[MATERIAL SHOWN — start]

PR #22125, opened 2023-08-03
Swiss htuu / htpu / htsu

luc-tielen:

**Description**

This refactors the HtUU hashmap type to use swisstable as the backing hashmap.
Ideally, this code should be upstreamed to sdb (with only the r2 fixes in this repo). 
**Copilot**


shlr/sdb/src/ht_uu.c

[MATERIAL SHOWN — finish]
[MATERIAL SHOWN — start]

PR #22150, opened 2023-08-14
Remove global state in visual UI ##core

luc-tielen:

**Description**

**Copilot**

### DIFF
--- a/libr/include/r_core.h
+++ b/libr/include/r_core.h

[MATERIAL SHOWN — finish]
[MATERIAL SHOWN — start]

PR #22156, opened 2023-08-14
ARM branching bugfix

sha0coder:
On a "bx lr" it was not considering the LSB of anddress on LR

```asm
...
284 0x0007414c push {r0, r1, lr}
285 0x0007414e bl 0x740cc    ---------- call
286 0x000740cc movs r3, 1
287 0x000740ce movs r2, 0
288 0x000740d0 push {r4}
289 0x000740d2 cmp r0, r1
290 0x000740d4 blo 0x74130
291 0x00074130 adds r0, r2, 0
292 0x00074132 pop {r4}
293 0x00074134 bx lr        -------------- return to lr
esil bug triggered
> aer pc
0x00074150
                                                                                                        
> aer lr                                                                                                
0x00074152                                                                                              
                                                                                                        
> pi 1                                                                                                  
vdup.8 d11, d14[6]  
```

[MATERIAL SHOWN — finish]

ASSIGNMENT: Respond with nothing but the number of lines in the entries that contain the string "include".

OUTPUT OF THE EXERCISE: 2